Yesterday, on Twitter, that Grimey boy was being horribly anti-Semitic and even when people told him he was wrong he refused to back down. He didn’t even have many of the confirmatory voices that you often get but he just kept going, for hours and hours. He was eventually suspended from the platform for a week but you can imagine him in his bedroom spitting bile about Jews (because everyone who believes that Abraham made a covenant with God is the same, right?) and even when the cat showed him its butt he refused to stop, shouting, “This is the hill I’m prepared to die on.” He’s probably still there now, rocking in a corner.  I would feel sorry for him but I think he’s always been a bit of a twit, not turning up to gigs and generally acting like he’s the most important person on the planet.

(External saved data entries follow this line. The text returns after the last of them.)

PR #11202, opened 2025-05-21
chore(ci): test big endian architecture (s390x-unknown-linux-gnu)

### LINKED ISSUE #11155: Test in CI on big-endian arch
#11119 demonstrated that we have code which relies on the endianness of the system, and that it's not tested in our CI.

There's more code that depends on endianness in our crates, and also in dependencies like [compact_str](https://crates.io/crates/compact_str) (which doesn't have any testing for big endian in its own CI).

Raw transfer currently does not support big endian, only because I'm not sure how to test it.

It would be great if we could add a big endian arch to CI. It'd be ideal if we ran both:

1. `cargo test`
2. `cd napi/parser; pnpm build && pnpm test;`

These probably wouldn't need to run on all PRs, maybe only on main. Tests are quite quick to run, so I doubt would be a big slow-down to CI, unless cross-compilation imposes a large cost.

Boshen:
closes #11155

### DIFF
--- a/.github/workflows/ci.yml
+++ b/.github/workflows/ci.yml
@@ -95,6 +95,19 @@ jobs:
         working-directory: ${{ env.DEV_DRIVE_WORKSPACE }}
         shell: bash
 
+  test-big-endian:
+    name: Test big-endian # s390x-unknown-linux-gnu is a big-endian
+    if: ${{ github.ref_name == 'main' }}
+    runs-on: ubuntu-latest
+    steps:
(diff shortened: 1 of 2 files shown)


Boshen:
### Merge activity

* **May 21, 3:12 AM UTC**: The merge label '0-merge' was detected. This PR will be added to the [Graphite merge queue](https://app.graphite.dev/merges?org=oxc-project&repo=oxc) once it meets the requirements.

All these people shouting about being prepared to die on a hill have confused me because I thought the phrase used to be, “That’s not a hill I’m prepared to die on.” It used to be used by people to admit that they might not be completely sure. That used to be allowed. Once upon a time, in the not too distant past people used to be able to say, “I think Churchill was a great man but it’s not a hill I’m prepared to die on.” Most humans could see that there aren’t two distinct sides, that humans are basically flawed and whilst someone did great things, they might have also done some pretty horrible things  (Boer war concentration camps).

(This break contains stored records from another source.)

Issue #11194, opened 2025-05-20
parser: use checkpoints instead of token lookahead


camchenry:
In order to remove `Lexer::lookahead` and the `VecDeque` there, we need to remove any usage of it in the parser. Namely, that comes through these methods:

- `ParserImpl::peek_token`
- `ParserImpl::peek_kind`
- `ParserImpl::peek_at`
- `ParserImpl::nth`
- `ParserImpl::nth_at`
- `ParserImpl::nth_kind`

So, in order to remove the `lookahead` field from the lexer, we'll need to replace usage of these methods with `checkpoint`/`rewind` instead.

Boshen:
An example of replacing lexer token peek with parser peek: 

https://github.com/oxc-project/oxc/blob/699ec645f18c1b2fffac0d66c9bfaf148317bbc6/crates/oxc_parser/src/js/statement.rs#L131-L138 -> https://github.com/microsoft/TypeScript/blob/81c951894e93bdc37c6916f18adcd80de76679bc/src/compiler/parser.ts#L7337-L7342

Boshen:
After removing `Lexer::lookahead`, it is worth a try to find where `Parser::lookahead` and `Parser::try_parse` are called unnecessarily and reduce these calls.

leaysgur:
We already have `ParserImpl::lookahead()` and it does not depend on `Lexer::lookahead`.

So this issue can be solved by following 3 steps below.

- Rewrite all `ParserImpl::peek_xxx()` and `ParserImpl::nth_xxx()` usage
  - Find files that use these deprecated methods (see list below or run `rg '\.(peek_(token|at|kind)|nth(_(at|kind))?)'`)
  - Check the `microsoft/TypeScript` repo and find the relevant logic in `parser.ts`
  - Update our parser logic with `ParserImpl::lookahead()` or something that does NOT depend on `Lexer::lookahead`
- Add "special check before `ParserImpl::lookahead` to reduce the need for a lookahead"
  - If needed
- Remove `Lexer::lookahead`
  - Revive #11206 
  - (This should be merged last, parser perf is regressed without updating its usage)

### Files to update

- [ ] js/arrow.rs @camchenry 
- [ ] js/binding.rs
- [ ] js/class.rs
- [ ] js/declaration.rs
- [ ] js/expression.rs
- [ ] js/function.rs
- [ ] js/module.rs
- [ ] js/object.rs
- [ ] js/statement.rs
- [ ] jsx/mod.rs
[...]

PR #11206, opened 2025-05-21
perf(parser): Remove `Lexer::lookahead: VecDeque`

leaysgur:
Part of #11194

I found that `ParserImpl::lookahead` was already implemented and it did not seem to depend on `Lexer::lookahead`.
So, I replaced all the `ParserImpl::peek_xxx()` methods and removed `Lexer::lookahead` as a first step.

### DIFF
--- a/crates/oxc_parser/src/cursor.rs
+++ b/crates/oxc_parser/src/cursor.rs
@@ -64,7 +64,7 @@ impl<'a> ParserImpl<'a> {
     /// Peek next token, returns EOF for final peek
     #[inline]
     pub(crate) fn peek_token(&mut self) -> Token {
-        self.lexer.lookahead(1)
+        self.nth(1)
     }
 
     /// Peek next kind, returns EOF for final peek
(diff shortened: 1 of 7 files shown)


Boshen:
This is a good start, but you need to change all the parser methods that use token peek to how typescript parses things, otherwise it's not going to work.

leaysgur:
> change all the parser methods that use token peek to how typescript parses things

Yes, I was thinking of doing that as a next step.

And please let me confirm about current benchmark results?

- Lexer improvement is expected ✨
- Parser regression is also expected for now

But it will be improved in the future by following TS logic like:

- Support
  - > typescript parser always have a special check before Parser::lookahead to reduce the need for a lookahead
- Reduce redundunt, nested `peek_xxx` calls
- etc...

Am I missing something?

Boshen:
You are correct, please continue 😁 @camchenry seems to be working on arrow.rs so try other files first.

leaysgur:
Closing this for now, since we know what needs to be done. (And this cannot be merged soon.)

Replacing methods that depend on `Lexer::lookahead' can be done without this PR.
And when all the work is done, we do the same thing again, without tweaking `src/cursor.rs`.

I wondered where the phrase came from in the first place because, let’s face it, not many people actually die on hills.

It’s quite a new idiom and dates back to 1969 and the Vietnam war and a battle that took place on Dong Ap Bia, a mountain, with particularly difficult terrain. The battle was nicknamed the battle of Hamburger Hill by theAmerican soldiers because anyone who fought there was ‘ground up like hamburger meat’. This was a hill you definitely didn’t want to die on.

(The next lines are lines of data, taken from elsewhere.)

PR #11207, opened 2025-05-21
perf(parser): remove redundant checks

ulrichstark:
1. `is_number` in `class.rs` can be removed, because `is_identifier_or_keyword` implies `is_literal_property_name` implying `is_number`
2. ~~Avoids checking for `is_reserved_keyword` one way and then the other way.~~
3. `is_all_keyword` in `is_identifier_or_keyword` can be removed, because `is_literal_property_name` implies `is_identifier_name` implying `is_all_keyword`

Let's see if those changes yield any improvements in the benchmark or if the compiler was smart enough to optimize that.

Edit: removed the second change because it's not worth the sacrificed readability

### DIFF
--- a/crates/oxc_parser/src/js/class.rs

It worries me that the phrase has shifted. It worries me that people are no longer prepared to be wrong. We can’t know everything. We must be prepared to be wrong and open to learning new things.

I’m desperately trying to learn new things. I’m trying to learn how to teach music without singing or blowing. On a body percussion Zoom training they told us to check out their website.
“Click on the burger,” he told us.
I sat, confused. I didn’t know what the burger was.
They switched their screen to show their computer and the mouse hovered over the three little lines in the corner.

“That’s not a burger!” I shouted at the screen. Luckily, I was muted.
This is the hamburger hill I’m not prepared to die on though. I’m willing to learn. Does everyone call it a burger?